Sri Paduka menyebut, DIY memiliki kekayaan nilai budaya yang dapat menjadi fondasi kuat dalam pendidikan karakter. Menurutnya, pendekatan pendidikan tidak harus selalu bertumpu pada teori baru, karena nilai-nilai lokal seperti Tut Wuri Handayani telah lama menjadi pijakan yang relevan. “Kita tidak perlu mencari teori ke mana-mana. Kita sudah punya dasar yang kuat dari budaya kita sendiri,” ungkapnya.
Namun demikian, Sri Paduka menekankan pentingnya penyesuaian metode agar sesuai dengan dunia anak. Anak-anak, menurutnya, bukanlah “miniatur orang dewasa” sehingga pendekatan pembelajaran harus lebih sederhana dan kontekstual. “Perlu ada penyederhanaan pola pikir terhadap apa yang ingin disasar, supaya mudah diterima dan menjadikan anak sebagai subyek. Yang terpenting, harus aplikatif,” tegasnya.

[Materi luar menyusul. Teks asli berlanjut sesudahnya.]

PR #2006, opened 2021-06-28
Add "Create Sample Profiles" to setup steps in config

teallarson:
**Do not merge until UI Config docs are up.** 

The "Learn More" link in the new setup steps is based on those docs.

Added setting up sample profiles as a step for UI-Config only.

Because there are now multiple differences between UI config setup steps and all other setup steps now, I separated them out rather than complicating the logic.

### DIFF
--- a/core/__tests__/models/setupStep.ts
+++ b/core/__tests__/models/setupStep.ts
@@ -37,12 +37,19 @@ describe("models/setupStep", () => {
     );
   });
 
-  test("setupSteps ops returns config versions when in config mode", async () => {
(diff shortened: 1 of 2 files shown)


evantahler (changes requested):
Implementation looks good! 

Please add a test that checks that the setup steps are changing based on `GROUPAROO_RUN_MODE`.  There are similar tests over here https://github.com/grouparoo/grouparoo/blob/main/core/__tests__/models/setupStep.ts#L40-L46

teallarson:
Converted it back to draft so we don't merge until after docs.

evantahler (approved):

Wagub DIY juga menyoroti proses belajar tidak selalu harus dalam bentuk pengajaran langsung. Dalam tradisi Jawa, nilai-nilai kehidupan justru banyak disampaikan melalui media seperti wayang, tembang, dan cerita rakyat. “Orang Jawa itu menemukan cara belajar tanpa menggurui. Anak-anak itu seeing is believing, mereka belajar dari apa yang dilihat dan dirasakan,” imbuhnya.
Lebih jauh, Sri Paduka mengingatkan pentingnya peran lingkungan, khususnya keluarga, dalam membentuk karakter anak. Lingkungan yang tidak sehat, termasuk pola asuh yang kurang tepat, dapat berdampak pada menurunnya kepercayaan diri dan semangat juang generasi muda. Ia juga menyinggung meningkatnya keresahan terkait kesehatan mental anak dan remaja yang perlu menjadi perhatian bersama.
Sementara itu, Pimpinan PPDK Kemuning Kembar Parama Witatama, Indria Laksmi Gamayanti, menyampaikan pihaknya akan menggelar Sarasehan Nasional Resiliensi Berbasis Budaya pada 2–3 Mei mendatang di Taman Budaya Embung Giwangan. Forum ini mengangkat tema kesehatan mental, pendidikan, dan pembentukan karakter sebagai respons atas berbagai persoalan yang kini mengemuka.
Menurut Gamayanti, selama ini masyarakat kerap melupakan bahwa Indonesia memiliki beragam model pendidikan dan pengasuhan berbasis tradisi yang telah diwariskan turun-temurun. “Melalui sarasehan ini, kami ingin menggali kembali praktik-praktik tersebut, sekaligus mengkajinya dari perspektif psikologi perkembangan anak, khususnya dalam membangun ketahanan mental,” jelasnya.
Pihaknya berharap, forum ini dapat melahirkan langkah konkret agar nilai-nilai budaya tidak hanya dipahami, tetapi juga diimplementasikan dalam kehidupan sehari-hari. “Pesan dari Pak Wagub sangat jelas, bagaimana nilai-nilai ini bisa diterapkan secara nyata di masyarakat. Ini menjadi poin penting yang perlu ditindaklanjuti bersama,” pungkas Gamayanti.